Mid-70s, Milwaukee installed an elaborate underpass for pedestrians near the Field House to access the Van Buren St footbridge. Students were always crossing the tracks to access the bridge and the River, and even the Milwaukee's Electric-powered hotshot freights had special instructions for passing through the University of Montana. For over 70 years, the University and the Milwaukee Road shared the north edge of the Campus. It was a situation always ripe for a disaster, and its a miracle than none ever happened that I am aware of. Indeed, Mick Delaney recalls that student "specials" -- passenger trains assembled for trips to Butte and back for the Bobcat/Griz games -- were a popular item with the passenger depot so close to Campus; so there was a positive memory there for many years. I understand from some sources that on the return trips the trains would stop on the Campus proper to discharge U students living in dorms, and then continue to the Depot proper. I don't have any information that this tradition continued after the games alternated between Missoula and Bozeman, rather than Butte, but MILW ended its transcontinental passenger service in 1961, and so it was moot anyway.

In 1972 or '73, seems an engineer was switching on their East yard, and looked back just as he was starting his string of cars, and saw a large basset hound pulling out from under a boxcar with the leash extending under the boxcar. "Oh crap," as he set his air, and looked out the other side, and there was ANOTHER large basset hound pulling hard in the other direction, with his leash extending under the boxcar. Some fool student was trying to cross under a boxcar with a switching train operating, when his Bassets went beserk and took off in opposite directions and trapped him under the boxcar. It was a close call; the engineer reported it to the Roadmaster, and in turn the Railroad decided there were too many close calls, and so the U and the MILW spent the money to build the rather elaborate concrete pedestrian and bicycle underpass.
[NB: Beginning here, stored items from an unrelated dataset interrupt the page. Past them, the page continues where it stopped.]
PR #1890, opened 2015-09-12
Add missing IndexLink to exports

vramana:


mjackson:
Thanks, @vramana! :D

vramana:
@mjackson When can we expect a rc2??

PR #1892, opened 2015-09-12
Removing semicolons

natorojr:
Woops, looks like I accidentally re-inserted the semicolons in the code snippets that MJ had already removed earlier today. My bad.


knowbody:
thanks!

PR #1896, opened 2015-09-12
Fix typo in upgrade guide

YoruNoHikage:
Hello, I think this is component instead of handler, or maybe I misunterstood something. :O


ryanflorence:
thanks

PR #1901, opened 2015-09-12
Docs Typo

oconn:
Fix typo in `docs/api/RouterContext.md`


ryanflorence:
Thanks for the fix, but turns out we don't need to document that since its a hook react calls for us :)

PR #1912, opened 2015-09-13
add comment showing the unrolled loop of the huge-apps Router

barretts:
I love the huge-apps example. It gives a good idea about building applications larger than the standard todo list. The recursive directory call was easy to understand but I got a lot more value from unrolling the loop to see just what this looks like all put together.


ryanflorence:
The idea is the folders show the hierarchy, but yeah this is helpful. thanks.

I believe it was completed in 1974, possibly 1975. Of course, with the Hellgate Winds, it promptly filled up with snow in the winter, was mostly ignored by students anyway, and then the RR stopped running in 1980. It was filled in. But, it's still there, buried under the Bike trail. After the Apocalypse someday, archeologists will be digging around wondering what was on this ancient lakebed, and uncover this mystery. No doubt a temple, used for obsolete and mysterious religious ceremonies.